PR #398, opened 2017-02-26
Done

sjwakeman:


bin/tictactoe
```diff
@@ -1,3 +1,21 @@
 #!/usr/bin/env ruby
 
 require_relative '../config/environment'
+
```

```ruby
#!/usr/bin/env ruby
       
TicTacToeCLI.new.call
```

```ruby
class TicTacToeCLI
  def initialize
  end

  def call
   # Your game logic
  end
end
```

lib/board.rb
```diff
@@ -0,0 +1,58 @@
+require 'pry'
+class Board
+  attr_accessor :cells
+
+  def reset!
+    @cells = Array.new(9," ")
+  end
+
+  def initialize
+    @cells = Array.new(9, " ")
```

lib/board.rb
```diff
@@ -0,0 +1,58 @@
...
+    puts "-----------"
+    puts " #{cells[6]} | #{cells[7]} | #{cells[8]} "
+  end
+
+  def position(input)
+    cells[input.to_i-1]
+  end
+
+  def full?
+    if !cells.include?(" ")
```

lib/game.rb
```diff
@@ -0,0 +1,73 @@
...
+
+  def initialize(player_1 = Players::Human.new("X"), player_2 = Players::Human.new("O"), board = Board.new)
+   @player_1 = player_1
+   @player_2 = player_2
+   @board = board
+   # binding.pry
+   end
+
+   def current_player
+     board.turn_count % 2 == 0 ? self.player_1 : self.player_2
```

lib/game.rb
```diff
@@ -0,0 +1,73 @@
...
+       @board.taken?(a[0]+1)
+     end
+   end
+
+   def draw?
+     self.board.turn_count == 9 && !self.won?
+   end
+
+   def winner
+     self.won? ? self.board.cells[self.won?[0]]:nil
```

```ruby
if won = won?
  board.cells[won.first]
end
```

sjwakeman:
Hey Cernan! Thanks for reviewing the TTT - AI project.

I am curious though perhaps I do not know where to look but I have not been able to find any notification from GitHub. The only notification I have seen was your email to me. Am I missing something?

I guess I have to go back to the https://github.com/sjwakeman/ttt-with-ai-project-v-000 ?

Thanks again for your help with this.

Scott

*****

= Activity =
Every entry should be retyped exactly as shown.

= Completed task =
PR #398, opened 2017-02-26
Done

sjwakeman:


bin/tictactoe
```diff
@@ -1,3 +1,21 @@
 #!/usr/bin/env ruby
 
 require_relative '../config/environment'
+
```

```ruby
#!/usr/bin/env ruby
       
TicTacToeCLI.new.call
```

```ruby
class TicTacToeCLI
  def initialize
  end

  def call
   # Your game logic
  end
end
```

lib/board.rb
```diff
@@ -0,0 +1,58 @@
+require 'pry'
+class Board
+  attr_accessor :cells
+
+  def reset!
+    @cells = Array.new(9," ")
+  end
+
+  def initialize
+    @cells = Array.new(9, " ")
```

lib/board.rb
```diff
@@ -0,0 +1,58 @@
...
+    puts "-----------"
+    puts " #{cells[6]} | #{cells[7]} | #{cells[8]} "
+  end
+
+  def position(input)
+    cells[input.to_i-1]
+  end
+
+  def full?
+    if !cells.include?(" ")
```

lib/game.rb
```diff
@@ -0,0 +1,73 @@
...
+
+  def initialize(player_1 = Players::Human.new("X"), player_2 = Players::Human.new("O"), board = Board.new)
+   @player_1 = player_1
+   @player_2 = player_2
+   @board = board
+   # binding.pry
+   end
+
+   def current_player
+     board.turn_count % 2 == 0 ? self.player_1 : self.player_2
```

lib/game.rb
```diff
@@ -0,0 +1,73 @@
...
+       @board.taken?(a[0]+1)
+     end
+   end
+
+   def draw?
+     self.board.turn_count == 9 && !self.won?
+   end
+
+   def winner
+     self.won? ? self.board.cells[self.won?[0]]:nil
```

```ruby
if won = won?
  board.cells[won.first]
end
```

sjwakeman:
Hey Cernan! Thanks for reviewing the TTT - AI project.

I am curious though perhaps I do not know where to look but I have not been able to find any notification from GitHub. The only notification I have seen was your email to me. Am I missing something?

I guess I have to go back to the https://github.com/sjwakeman/ttt-with-ai-project-v-000 ?

Thanks again for your help with this.

Scott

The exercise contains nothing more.